— TASK OBJECTIVE —
Please quote exactly the lines below from the line containing "dannyrb: Can we do this" to the line containing "dannyrb: So we're", both lines included, and nothing else.

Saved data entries

PR #1150, opened 2019-11-05
Issue branch from danny experimental changes pr 1128

dannyrb:
### It includes
- Created a hooks for managing mediaQuery
- Wrapper components to render only if useTranslation is ready


dannyrb:
Per Slack:

> I'm okay with leveraging this trick. I created a PR from your work. Let's clean up the bits that were just testing and update useMedia to support passing in one or more values to watch for it's useEffect?

dannyrb:
image

platform/ui/src/components/studyList/StudyList.js
```diff
@@ -104,10 +104,13 @@ function StudyList(props) {
     smallTableMeta
   );
 
+  if (!ready) {
+    return null;
+  }
```
dannyrb: Can we do this in-line by the `return` for this component? Potentially aliased as `translationsAreReady` or something similar?

platform/ui/src/components/studyList/TableSearchFilter.js
```diff
@@ -49,56 +51,58 @@ function TableSearchFilter(props) {
     },
   ];
 
-  return meta.map((field, i) => {
-    const { displayText, fieldName, inputType } = field;
-    const isSortField = sortFieldName === fieldName;
-    const sortIcon = isSortField ? sortIconForSortField : sortIcons[0];
+  return ready
```
dannyrb: Similar aliasing here would make it clearer what we're waiting for to be ready.

platform/ui/src/hooks/useMedia.js
```diff
@@ -17,36 +33,37 @@ import { useState, useEffect } from 'react';
  * @returns
  */
 function useMedia(queries, values, defaultValue) {
-  // Array containing a media query list for each query
-  const mediaQueryLists = queries.map(q => window.matchMedia(q));
+  const memoizedQueryMap = useMemo(() => getMediaQueryMap(queries), [queries]);
+  const memoizedValue = useMemo(
+    () => getValue(memoizedQueryMap, values, defaultValue),
+    [mediaQueryLists, values]
+  );
```
dannyrb: So we're trying to be a bit more efficient.
Were we seeing a lot of re-renders? Does this prevent renders unless:

1. A new query is added to the map
2. One or more queries returns a new value (true/false) for matching the current window width

If so, might be worth adding to the JSDoc for `useMedia` -- this is a neat trick

platform/ui/src/hooks/useMedia.js
```diff
@@ -17,36 +33,37 @@ import { useState, useEffect } from 'react';
...
-    const index = mediaQueryLists.findIndex(mql => mql.matches);
+  const addMediaQueryListeners = mediaQueryLists => {
+    // Set a listener for each media query with above mediaQueryListener as callback.
+    mediaQueryLists.forEach(mql => mql.addListener(mediaQueryListener));
+  };
 
-    // Return related value or defaultValue if none
-    return typeof values[index] !== 'undefined' ? values[index] : defaultValue;
+  const removeMediaQueryListeners = (mediaQueryLists = []) => {
+    mediaQueryLists.forEach(mql => mql.removeListener(mediaQueryListener));
```
dannyrb: Ah. Good call on adding/removing. I could see this causing issues if these weren't removed as we navigate routes. What currently triggers clean-up?

platform/ui/src/hooks/useMedia.js
```diff
@@ -17,36 +33,37 @@ import { useState, useEffect } from 'react';
...
-    [] // Empty array ensures effect is only run on mount and unmount
-  );
+  useEffect(() => {
+    addMediaQueryListeners(mediaQueryLists);
+  }, [mediaQueryLists]);
+
+  useEffect(() => {
+    // Remove listeners on cleanup
+    return () => removeMediaQueryListeners(mediaQueryLists);
+  }, []);
```
dannyrb: `[]` means this is only run once, but `[mediaQueryLists]` above means the effect is run each time `mediaQueryLists` is modified.

I'm not 100% sure I follow the logic of this refactor -- I may need a walkthrough. I've only used `useMemo` once or twice, so I'm likely missing something obvious.

platform/ui/src/components/studyList/StudyList.js
ladeirarodolfo: yes :D

dannyrb:
Relayed feedback that `useMedia` breakpoints are not triggering at appropriate times:


image

platform/ui/src/hooks/useMedia.js
```diff
@@ -1,54 +1,223 @@
...
+    return content;
+  };
 
-  return value;
-}
+  return getContent();
+};
 
-export default useMedia;
+export { useDisplayMediaSize, useDisplayMediaContent };
```
dannyrb: This feels significantly more complex than the original implementation. Is all of this necessary? Can you walk me through:

- Issues with the original `useMedia` implementation
- Issues with the second iteration
- How the current solution is optimal for solving `useMedia`'s original intent?

platform/viewer/src/studylist/StudyListRoute.js
```diff
@@ -58,8 +58,12 @@ function StudyListRoute(props) {
   const [pageNumber, setPageNumber] = useState(0);
   const appContext = useContext(AppContext);
   // ~~ RESPONSIVE
-  const displaySize = useMedia(
-    ['(min-width: 1750px)', '(min-width: 1000px)', '(min-width: 768px)'],
+  const displaySize = useDisplayMediaSize(
```
dannyrb: So `useDisplayMediaSize` is the previous implementation of `useMedia`

dannyrb: At least from an API standpoint

ladeirarodolfo: yes.. but I`m ok if you believe we should preserve it as it was

platform/ui/src/hooks/useMedia.js
```diff
@@ -1,54 +1,235 @@
...
+  const getContent = () => {
+    const content =
+      displaySize in contentArrayMap
+        ? contentArrayMap[displaySize]
+        : defaultContent;
+    return content;
+  };
+
+  return getContent();
+};
```
dannyrb: Instead of calling `useDisplayMediaSize` internally, we should probably setup the JSDOC Example to show:

```js
const size = useMedia(
    // Media queries
    ['(min-width: 1500px)', '(min-width: 1000px)', '(min-width: 600px)'],
    // Value to return for matched media query
    ['large', 'medium', 'small'],
    // Default value
    'medium');

// Pass size to a child component, and in child component:
const content = useContent(
    props.size,
    {"small": ObjectA, "medium": ObjectB, "large": ObjectB },
    "medium");
```

dannyrb: I'm not 100% sure `useContent` is necessary though. As you could just do:

```js
const contentTemplates = { /* ... */ };
const defaultTemplate = contentTemplates ["medium"];

const content = props.size ? contentTemplates[props.size] : defaultTemplate;
```

platform/ui/src/components/studyList/StudyList.js
```diff
@@ -208,6 +221,7 @@ StudyList.propTypes = {
   }).isRequired,
   onFilterChange: PropTypes.func.isRequired,
   studyListDateFilterNumDays: PropTypes.number,
+  displaySize: PropTypes.string,
```
dannyrb: Can we do a value, oneOf for each of the options?

dannyrb:
@ladeirarodolfo, I'm not sure why, but these changes cause the DateRange picker to fail. You may want to connect with @rodrigolabs to see what's up. 

https://viewer-dev.ohif.org/ continues to show the expected behavior with @rodrigolabs latest changes.

ladeirarodolfo:
> @ladeirarodolfo, I'm not sure why, but these changes cause the DateRange picker to fail. You may want to connect with @rodrigolabs to see what's up.
> 
> https://viewer-dev.ohif.org/ continues to show the expected behavior with @rodrigolabs latest changes.

There was a merge conflict on that file.. I will double check it

platform/ui/src/components/studyList/StudyList.js
ladeirarodolfo: should I? The idea was not to allow dev set any value he wants? Not necessary would be a value oneOf ['small','medium','large'].. Or should I restrict into it? If thats the case I would say to turn it into a app config and use from there

dannyrb: You're correct. Sleepy brain was lying to me here. Thank you!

— EXERCISE SOLUTION —
dannyrb: Can we do this in-line by the `return` for this component? Potentially aliased as `translationsAreReady` or something similar?

platform/ui/src/components/studyList/TableSearchFilter.js
```diff
@@ -49,56 +51,58 @@ function TableSearchFilter(props) {
     },
   ];
 
-  return meta.map((field, i) => {
-    const { displayText, fieldName, inputType } = field;
-    const isSortField = sortFieldName === fieldName;
-    const sortIcon = isSortField ? sortIconForSortField : sortIcons[0];
+  return ready
```
dannyrb: Similar aliasing here would make it clearer what we're waiting for to be ready.

platform/ui/src/hooks/useMedia.js
```diff
@@ -17,36 +33,37 @@ import { useState, useEffect } from 'react';
  * @returns
  */
 function useMedia(queries, values, defaultValue) {
-  // Array containing a media query list for each query
-  const mediaQueryLists = queries.map(q => window.matchMedia(q));
+  const memoizedQueryMap = useMemo(() => getMediaQueryMap(queries), [queries]);
+  const memoizedValue = useMemo(
+    () => getValue(memoizedQueryMap, values, defaultValue),
+    [mediaQueryLists, values]
+  );
```
dannyrb: So we're trying to be a bit more efficient.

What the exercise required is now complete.